Wednesday, March 25, 2009

Plastic Bottles Begone!

The University of Winnipeg has taken a stand against the proliferation of landfill in the form of plastic water bottles by banning bottled water sales on campus. Last week's referendum showed three-quarters of the student body to be in favour of the ban in order to stop the flow of the 38,000 bottles sold on campus annually.
Each time there is a move to ban the sale of commodified water, the bottled water industry replies with the specious claim that -gasp!- such a ban will force people to buy unhealthy bottled beverages. Poppycock. People who have decided to buy a bottle of coke or whatever other less-than-healthy offering will do so. Water's presence nearby has little to do with such decisions. Similarly, those who have decided their craving is for the thirst-quenching, binary covalent compound will seek it out, or do without if all else fails. What makes the supposed pundits at the water bottling factories so sure that the rest of us have little to no functioning intellect? What convinces them that we have no ability to withstand the power of suggestion posed by the closeness of coke et alii when we find bottled water lacking? Get a grip, people. Actually, get a grip on the tap. Turn it and watch the water pour forth. Direct it into your ever-handy refillable water bottle like so many of us already do. That enables us to saunter right by your vending machines as though they never even existed. That enables us to keep in our pockets the money you would demand for a liquid that should be regarded as a free, basic right.
Tap water in the western world is just fine, thank you very much. Just think drinking water in so many locations in the developing world and you can see how ours is safe, safe, safe. Corporations who undermine public confidence in tap water need to be challenged. They need to be pressured to "Think Outside the Bottle". Our tap water is tested regularly, whereas many bottle water plants are tested infrequently, at best. Of course, there is the potential for deadly human error, as in Walkerton, Ontario, to come at us from our taps, but when you know the startling stats on how shaky the safety standards are for bottled water, you also know it's a case of six of one, half dozen of the other.

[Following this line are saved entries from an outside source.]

PR #4108, opened 2026-08-14
[Versioning] Bump 0.14.0

vmoens:
## Description

Prepares TorchRL 0.14.0 against TensorDict 0.14, following the release runbook (compat patches + deprecation enactment + version bump + pin, one PR on main before the branch cut).

### TensorDict 0.14 compatibility patches

TensorDict 0.14 flipped `TensorDict.to_module`'s default to `preserve_module_state=True` (pytorch/tensordict#1764). TorchRL's functional param-swap machinery relies on the historical replacement semantics, so every such call site now passes `preserve_module_state=False` explicitly (the kwarg exists since tensordict 0.13):

- `MultiAgentNetBase` (`torchrl/modules/models/multiagent.py`): the constructor strips its template net to meta and swaps the shared params back in; under the new default the template kept **registered meta parameters**. Downstream, collectors' `has_meta_params` probe then mistook any policy containing a multi-agent net for a deferred weight-sync policy and skipped output-key inference — silently dropping policy outputs such as `("agents", "action_log_prob")` from rollouts. This is what broke the multiagent SOTA scripts (mappo/ippo, qmix_vdn, iql: `KeyError: "Couldn't find the log-prob ('agents', 'action_log_prob')"`), the multiagent tutorial, and with it the docs build.
- Collectors' meta-strip/device-cast paths (`_base.py`, `utils.py`, `_multi_base.py`): the device-cast wrote parameters without moving buffers under the new default (qmix on CUDA: `Expected action and e-greedy module to be on the same device`).
- RNN python path, inference server, `ModuleTransform`, testing helpers: same pattern, same explicit kwarg.
- `torchrl/weight_update/weight_sync_schemes.py` is intentionally left on the new preserve semantics (it was written for them).

`test/modules/test_multiagent_models.py` (red on main) passes locally against tensordict main after this change: 203/203, and the three failing multiagent SOTA scripts complete with the CI's smoke configuration.

### Deprecation enactment for 0.14

- Removed `MultiCollector.postprocs` property/setter alias (deprecated in favor of `.postproc`, scheduled for removal in v0.14). This is the only deprecation naming v0.14 in the codebase (`git log --grep="[Deprecation]" v0.13.0..main` is empty; grep for `removed in v0.14` shows no other hit).

### Version bump

- `version.txt`, `pyproject.toml` `fallback_version`, `.github/scripts/td_script.sh`, `.github/scripts/version_script.bat`: 0.13.0 -> 0.14.0
- tensordict pin: `>=0.14.0,<0.15.0` (tensordict 0.14.0 must be on PyPI before the torchrl release workflow runs; main CI installs tensordict from git and is unaffected)
- README CUDA-wheel install example bumped to 0.14.0

### Not in scope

That leads us back to the issues of the landfill, and the fact that water should be free.
To ensure the move to ban bottled water sales on campus has substance, every first year student at the University of Winnipeg will be given a free, reusable water bottle when they begin classes in the fall, and the university is going to install more water fountains and conduct audits of the water system to ensure its safety.
Since we can't all be first year students at the U of W, the rest of us can make a one-time investment in a reusable bottle, and then fill it at the tap each morning before we leave on our appointed rounds for the day. The price of the bottle will be recouped in no time, compared to the endless outlay of coinage needed to buy from vending machines. At the same time, our beleaguered planet will be saved from some of the deadly tonnes of needless garbage dumped on it each year.
You do have to wonder just how stupid and short-sighted these water vendors are, actually. Do they really not realize that they live on the same planet as the rest of us do? Do they really fail to grasp the reality that poisoning that planet with plastic refuse that could be avoided is a senseless act that will come back to haunt them as well as us?
Kudos to the University of Winnipeg and every other like-minded institution and public place. Honour and acclaim to the ordinary, average Joe who understands that bottled water is nothing more than a grab at our money. Criticism and complaint heaped in profusion on the multi-billion dollar industry that seeks to profit from creating fear around tap water and commodifying what should be free to all of us.

1 comments:

Andy Dabydeen said...

And for those who are hell bent on drinking any liquid from plastic bottles -- know that your sperm count will drop, your risk level of breast cancer increases -- and if you go after sugary drinks, you'll become obese and then die. :)

And speaking of bottled water ... I saw this weekend at the Sobey's in Bloor West, a bottled water claiming it comes from icebergs. $3.99 for melted snow. Are you fucking kidding me?